Abstract: Deep learning has allowed remarkable results in fields such as Computer Vision and Natural Language Processing, but barriers to entry inhibit many data scientists from using deep learning as an everyday tool. Existing deep learning frameworks require significant programming, and scaling up via distributed computing requires even more work. In this talk, we discuss our new open source library meant to address some of these challenges.
Deep Learning Pipelines is an open source library integrating popular deep learning libraries with Apache Spark. The library aims to help engineers and data scientists familiar with Spark to train and deploy deep learning models into their existing workflows. This package simplifies deep learning in three major ways:
(1) It offers simple APIs built on top of Spark MLlib’s Pipeline APIs, so it integrates well with enterprise machine learning workflows.

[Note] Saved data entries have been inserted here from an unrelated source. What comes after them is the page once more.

Issue #331, opened 2018-10-11
Group pending and saved locks, rather than displaying them by time


benwerd:
The order is jarring - really pending locks should show up at the top, newest first.

julien51:
I think this is now done ;) Thanks @benwerd !

PR #707, opened 2018-12-13
Display newest locks first

### LINKED ISSUE #330: Visually replace form with pending lock on submission
Currently new locks show up at the bottom of the screen.

benwerd:
Displays locks in `CreatorLocks` in reverse chronological order. Fixes #330 _and_ #331.

### DIFF
--- a/unlock-app/src/components/creator/CreatorLocks.js
+++ b/unlock-app/src/components/creator/CreatorLocks.js
@@ -24,6 +24,7 @@ export class CreatorLocks extends React.Component {
   render() {
     const { locks } = this.props
     const { showDashboardForm } = this.state
+    let lockFeed = Object.values(locks).reverse() // We want to display newer locks first
 
     return (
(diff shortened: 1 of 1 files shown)


unlock-app/src/components/creator/CreatorLocks.js
```diff
@@ -24,6 +24,7 @@ export class CreatorLocks extends React.Component {
   render() {
     const { locks } = this.props
     const { showDashboardForm } = this.state
+    let lockFeed = Object.values(locks).reverse() // We want to display newer locks first
```
julien51: Is the order right now based on the creation date?

benwerd: Unfortunately we don't seem to have access to creation dates for locks or transactions - but the effect is that they're retrieved in created order. This may not always be the case, so some kind of stored created date would be useful.

PR #709, opened 2018-12-13
ran npm run reformat

julien51:


benwerd:
Interestingly, when I ran reformat locally, I also got these changes. So although reformatting _is_ happening on commit for me, I wonder if it's not running on the same rules.

benwerd:
Never mind, it stopped running reformat on commit for some reason and I didn't notice. I'll try and figure out why.

PR #711, opened 2018-12-13
Refactored web3Service for keys calls

julien51:


julien51:
There is a second coming after which fetches the keys using life cycle methods on `ShowUnlessUserHasKeyToAnyLock`.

(2) It uses Spark under the hood to automatically scale out common deep learning tasks such as inference, featurization and tuning.
(3) It enables data scientists to publish deep learning models as Spark SQL User Defined Functions, which can be used by collaborators with no knowledge of the underlying models.
To illustrate these benefits, we will run a live demo to show how Deep Learning Pipelines can be used to tackle the example use case of image classification.
Bio: Joseph Bradley is an Apache Spark PMC member and Machine Learning Software Engineer at Databricks. Previously, he was a postdoc at UC Berkeley after receiving his Ph.D. in Machine Learning from Carnegie Mellon in 2013.